风阮感觉到肩上的手指又紧了紧,她望进男人漆黑无光的眼睛,“可是梦中你依然在,我看过梧桐树下那个弹了几十年琴曲的白发老人,看过他夜夜行针织经幡祈福,看着他一步一叩首种下一棵棵相思红豆......一生都在忏悔。”
“他第二世依旧卑劣不堪,我不原谅,他就强取,我不妥协,他就开始算计,你说,这样的人有什么值得我心软呢?”

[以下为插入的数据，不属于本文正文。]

PR #361, opened 2016-08-07
feat(Interaction): service pack for 3D controls

10FingerArmy:
This patch is the result of adapting the controls further to a real game
scene.

The lever has been reworked, coding aligned with the other controls and
the detection is improved.

Auto-detection of door anchor points has been greatly improved by a new
calculation method. The nested door in 025 does not need the manual
hingejoint anymore.

All controls now support returning normalized values that range between
0-100%.

In progress but stuck due to one last Unity issue: Buttons now support
being moved at run-time (gizmos and activation point already fixed,
only configurable joint left which does not seem updatable at run-time).
To try out the issue simply activate the animation on "ButtonWall".

Scene 025 has been cleaned up a bit and the texts now also show the
normalized value.

### DIFF
--- a/Assets/SteamVR_Unity_Toolkit/Scripts/Controls/3D/VRTK_Button.cs
+++ b/Assets/SteamVR_Unity_Toolkit/Scripts/Controls/3D/VRTK_Button.cs
@@ -18,6 +18,8 @@
 
         public ButtonEvents events;
 
+        [Tooltip("An optional game object that when it moves also moves the button.")]
+        public GameObject connectedTo;
         public ButtonDirection direction = ButtonDirection.autodetect;
         public float activationDistance = 1.0f;
         public float buttonStrength = 5.0f;
@@ -25,14 +27,16 @@
         private static float MAX_AUTODETECT_ACTIVATION_LENGTH = 4; // full hight of button
 
         private ButtonDirection finalDirection;
-        private Vector3 initialPosition;
-        private Vector3 activationPoint;
+        private Vector3 restingPosition;
+        private Vector3 jointDelta;
+        private Vector3 activationDir;
 
         private Rigidbody rb;
         private ConfigurableJoint cj;
         private ConstantForce cf;
+        private int forceCount = 0;
 
-        public override void OnDrawGizmos()
+        protected override void OnDrawGizmos()
         {
             base.OnDrawGizmos();
             if (!enabled || !setupSuccessful)
@@ -41,12 +45,12 @@
             }
 
             // visualize activation distance
-            Gizmos.DrawLine(bounds.center, activationPoint);
+            Gizmos.DrawLine(bounds.center, bounds.center + activationDir);
         }
 
         protected override void InitRequiredComponents()
         {
-            initialPosition = transform.position;
+            restingPosition = transform.position;
 
             if (!GetComponent<Collider>())
             {
@@ -66,6 +70,16 @@
             {
                 cf = gameObject.AddComponent<ConstantForce>();
             }
+
+            if (connectedTo)
+            {
+                Rigidbody rb2 = connectedTo.GetComponent<Rigidbody>();
+                if (rb2 == null)
+                {
+                    rb2 = connectedTo.AddComponent<Rigidbody>();
+                }
+                rb2.useGravity = false;
+            }
         }
 
         protected override bool DetectSetup()
@@ -73,12 +87,12 @@
             finalDirection = (direction == ButtonDirection.autodetect) ? DetectDirection() : direction;
             if (finalDirection == ButtonDirection.autodetect)
             {
-                activationPoint = transform.position;
+                activationDir = Vector3.zero;
                 return false;
             }
             if (direction != ButtonDirection.autodetect)
             {
-                activationPoint = CalculateActivationPoint();
+                activationDir = CalculateActivationDir();
             }
 
             if (cf)
@@ -89,12 +103,35 @@
             if (Application.isPlaying)
             {
                 cj = GetComponent<ConfigurableJoint>();
-                if (cj == null)
-                {
-                    // since limit applies to both directions object needs to be moved halfway to activation before adding joint
-                    transform.position = transform.position + (activationPoint - transform.position).normalized * activationDistance * 0.5f;
 
-                    cj = gameObject.AddComponent<ConfigurableJoint>();
+                bool recreate = false;
+                Rigidbody oldBody = null;
+                Vector3 oldAnchor = Vector3.zero;
+                Vector3 oldAxis = Vector3.zero;
+
+                if (cj)
+                {
+                    // save old values, needs to be recreated
+                    oldBody = cj.connectedBody;
+                    oldAnchor = cj.anchor;
+                    oldAxis = cj.axis;
+                    DestroyImmediate(cj);
+                    recreate = true;
+                }
+
+                // since limit applies to both directions object needs to be moved halfway to activation before adding joint
+                transform.position = transform.position + activationDir.normalized * activationDistance * 0.5f;
+                cj = gameObject.AddComponent<ConfigurableJoint>();
+
+                if (recreate)
+                {
+                    cj.connectedBody = oldBody;
+                    cj.anchor = oldAnchor;
+                    cj.axis = oldAxis;
+                }
+                if (connectedTo)
+                {
+                    cj.connectedBody = connectedTo.GetComponent<Rigidbody>();
                 }
 
                 SoftJointLimit sjl = new SoftJointLimit();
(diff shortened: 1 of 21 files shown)


Assets/SteamVR_Unity_Toolkit/Scripts/Controls/3D/VRTK_Lever.cs
```diff
@@ -10,46 +10,33 @@ public enum LeverDirection
         }
 
         public LeverDirection direction = LeverDirection.y;
-        public float min = 0f;
-        public float max = 100f;
-        public float stepSize = 1f;
+        public float minAngle = 0f;
```
thestonefox: Docs require updating to reflect new variable names

Assets/SteamVR_Unity_Toolkit/Scripts/Controls/3D/VRTK_Control.cs
```diff
@@ -42,7 +52,16 @@ public float getValue()
             return value;
         }
 
-        public virtual void Start()
+        /// <summary>
+        /// Returns the current value mapped onto a range between 0% and 100%.
+        /// </summary>
+        /// <returns>Normalized Value</returns>
+        public float getNormalizedValue()
```
thestonefox: new method will need documenting

Assets/SteamVR_Unity_Toolkit/Scripts/Controls/3D/VRTK_Control.cs
```diff
@@ -42,7 +52,16 @@ public float getValue()
...
+        {
+            return Mathf.Abs(Mathf.Round((value - cvr.controlMin) / (cvr.controlMax - cvr.controlMin) * 100));
+        }
+
+        public virtual void Awake()
```
thestonefox: Does Awake need to be public? Could it be protected? I'm guessing the only things that would need to access it would be things that inherit the Control class? Or do things outside of the scope of the inherited classes need to access it?

Assets/SteamVR_Unity_Toolkit/Scripts/Controls/3D/VRTK_Control.cs
thestonefox: Actually i dont think it will, we don't have docs for the VRTK_Control do we? I'm guessing you never use this class, so it doesn't need documenting?

Assets/SteamVR_Unity_Toolkit/Scripts/Controls/3D/VRTK_Control.cs
```diff
@@ -72,7 +92,7 @@ public virtual void Update()
                 if (value != oldValue)
                 {
                     HandleInteractables();
-                    defaultEvents.OnValueChanged.Invoke(getValue());
+                    defaultEvents.OnValueChanged.Invoke(getValue(), getNormalizedValue());
```
thestonefox: Is this an event we should document in all of the other inherited classes as I'm guessing they all throw this event?

10FingerArmy:
Thanks a lot for the comments. You actually detected that the generic event was never described at all so far. It is now! I also changed the visibility of all Awake/Start/Gizmo to their minimum (protected).

Assets/SteamVR_Unity_Toolkit/Scripts/Controls/3D/VRTK_Button.cs
```diff
@@ -179,6 +187,19 @@ protected override void HandleUpdate()
             }
         }
 
+        /*
```
thestonefox: Is this the chunk of code that's being left in but commented out to see if other people can figure out the button moving?

DOCUMENTATION.md
```diff
@@ -1686,6 +1686,10 @@ The following UI controls are available:
   * [VRTK_Lever](#vrtk_lever)
   * [VRTK_Slider](#vrtk_slider)
 
+All controls emit the following events:
```
thestonefox: As this overview page isn't on the readme.io site, it may be better to have the `### Class Events` section on each of the controls docs (plus the `#### Event Payload` they emit)

Then if people jump to a specific control they can read the events for that specific control (even though it's just a copy and paste)

Assets/SteamVR_Unity_Toolkit/Scripts/Controls/3D/VRTK_Control.cs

弗彻不自觉的再次加重力道,引得风阮皱了皱眉,但她只是继续道:“他对我狠对自己也狠,偷天换命吞下冥夷神核,舍下半身寿数偿还对战乱百姓的罪孽,为全故人魂魄一身龙鳞尽失,龙丹龙脉尽毁,最后用束缚自己一生的镣铐,将自己锁在帝凛狱之巅孤独地死去,无人知晓其功绩,无人歌颂其功德。”
“他甚至觉得,我会予他神印,是因为他若无法成神,则风鲸再无可能诞生,所以我必须拼劲全力救他回来。三世重归后他变得患得患失,小心翼翼地束缚着自己所有秉性。可是我怎么会不知道呢,卑劣,霸道,偏执,残忍......没一样是我喜欢的......你是不是这样想?”
风阮慢慢凑近弗彻,两人之间鼻息相闻,她慢慢挽起嘴角,“可是啊弗彻,爱不是定势,爱是自由意志的沉|沦。山鸟与鱼不同路,琴师与弗彻亦然。年少的南诏公主爱上了琴师,你又怎知如今的我爱的依旧是他呢?”